▸ **ACTION ITEM**
The whole set of entries is to be restated word for word.

(Stored data entries)
————
PR #3285, opened 2019-03-05
Add help for 'Use vt driver'

MichaelDeciso:
Came across it when writing documentation.

### DIFF
--- a/src/www/system_advanced_admin.php
+++ b/src/www/system_advanced_admin.php
@@ -720,10 +720,13 @@ $(document).ready(function() {
                 <td style="width:78%"></td>
               </tr>
               <tr>
-                <td><i class="fa fa-info-circle text-muted"></i> <?= gettext('Console driver') ?></td>
+                <td><a id="help_for_usevirtualterminal" href="#" class="showhelp"><i class="fa fa-info-circle"></i></a> <?= gettext('Console driver') ?></td>
                 <td>
                   <input name="usevirtualterminal" type="checkbox" value="yes" <?= empty($pconfig['usevirtualterminal']) ? '' : 'checked="checked"' ?>  />
                   <?= gettext('Use the virtual terminal driver (vt)') ?>
+                  <div class="hidden" data-for="help_for_usevirtualterminal">
+                    <?=gettext('When unchecked, the older sc driver will be used instead.') ?>
+                  </div>
                 </td>
               </tr>
               <tr>


src/www/system_advanced_admin.php
```diff
@@ -720,10 +720,13 @@ function reloadWaitOld () {
                 <td style="width:78%"></td>
               </tr>
               <tr>
-                <td><i class="fa fa-info-circle text-muted"></i> <?= gettext('Console driver') ?></td>
+                <td><a id="help_for_usevirtualterminal" href="#" class="showhelp"><i class="fa fa-info-circle"></i></a> <?= gettext('Console driver') ?></td>
                 <td>
                   <input name="usevirtualterminal" type="checkbox" value="yes" <?= empty($pconfig['usevirtualterminal']) ? '' : 'checked="checked"' ?>  />
                   <?= gettext('Use the virtual terminal driver (vt)') ?>
+                  <div class="hidden" data-for="help_for_usevirtualterminal">
+                    <?=gettext('When unchecked, the older sc driver will be used instead.') ?>
```
fichtner:
```suggestion
                    <?=gettext('When unchecked, the sc(4) driver will be used instead.') ?>
```

fichtner: Maybe bention vt(4) for consistency as well.... not sure... what do you think?

MichaelDeciso: I think it's important to be consistent, so I think we should either use `vt(4)` and `sc(4)` or `vt` and `sc`.

fichtner: Ok, agreed, then how about killing the "(vt)" annotation and explaining everything in the help text about the vt(4) default and the sc(4) option on disable?

MichaelDeciso: I would do it this way:

```diff
-Use the virtual terminal driver (vt)
+Use the vt(4) driver
```

It seems very unlikely to me that people who don't know what vt(4) and sc(4) are would want to change this setting, so writing it out as "virtual terminal" does not help anyone.

fichtner: hmm, no, I think that is too cryptic, that's why I used "virtual terminal". Unfortunately there doesn't seem to be a good name for "sc" so we are stuck with (4) notation, might be better to only do it in the help text.

MichaelDeciso: I don't think it's too cryptic really - who is going to change this apart from the people who actually know what vt and sc are?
————
▸ **RESPONSE TO THIS TASK**
PR #3285, opened 2019-03-05
Add help for 'Use vt driver'

MichaelDeciso:
Came across it when writing documentation.

### DIFF
--- a/src/www/system_advanced_admin.php
+++ b/src/www/system_advanced_admin.php
@@ -720,10 +720,13 @@ $(document).ready(function() {
                 <td style="width:78%"></td>
               </tr>
               <tr>
-                <td><i class="fa fa-info-circle text-muted"></i> <?= gettext('Console driver') ?></td>
+                <td><a id="help_for_usevirtualterminal" href="#" class="showhelp"><i class="fa fa-info-circle"></i></a> <?= gettext('Console driver') ?></td>
                 <td>
                   <input name="usevirtualterminal" type="checkbox" value="yes" <?= empty($pconfig['usevirtualterminal']) ? '' : 'checked="checked"' ?>  />
                   <?= gettext('Use the virtual terminal driver (vt)') ?>
+                  <div class="hidden" data-for="help_for_usevirtualterminal">
+                    <?=gettext('When unchecked, the older sc driver will be used instead.') ?>
+                  </div>
                 </td>
               </tr>
               <tr>


src/www/system_advanced_admin.php
```diff
@@ -720,10 +720,13 @@ function reloadWaitOld () {
                 <td style="width:78%"></td>
               </tr>
               <tr>
-                <td><i class="fa fa-info-circle text-muted"></i> <?= gettext('Console driver') ?></td>
+                <td><a id="help_for_usevirtualterminal" href="#" class="showhelp"><i class="fa fa-info-circle"></i></a> <?= gettext('Console driver') ?></td>
                 <td>
                   <input name="usevirtualterminal" type="checkbox" value="yes" <?= empty($pconfig['usevirtualterminal']) ? '' : 'checked="checked"' ?>  />
                   <?= gettext('Use the virtual terminal driver (vt)') ?>
+                  <div class="hidden" data-for="help_for_usevirtualterminal">
+                    <?=gettext('When unchecked, the older sc driver will be used instead.') ?>
```
fichtner:
```suggestion
                    <?=gettext('When unchecked, the sc(4) driver will be used instead.') ?>
```

fichtner: Maybe bention vt(4) for consistency as well.... not sure... what do you think?

MichaelDeciso: I think it's important to be consistent, so I think we should either use `vt(4)` and `sc(4)` or `vt` and `sc`.

fichtner: Ok, agreed, then how about killing the "(vt)" annotation and explaining everything in the help text about the vt(4) default and the sc(4) option on disable?

MichaelDeciso: I would do it this way:

```diff
-Use the virtual terminal driver (vt)
+Use the vt(4) driver
```

It seems very unlikely to me that people who don't know what vt(4) and sc(4) are would want to change this setting, so writing it out as "virtual terminal" does not help anyone.

fichtner: hmm, no, I think that is too cryptic, that's why I used "virtual terminal". Unfortunately there doesn't seem to be a good name for "sc" so we are stuck with (4) notation, might be better to only do it in the help text.

MichaelDeciso: I don't think it's too cryptic really - who is going to change this apart from the people who actually know what vt and sc are?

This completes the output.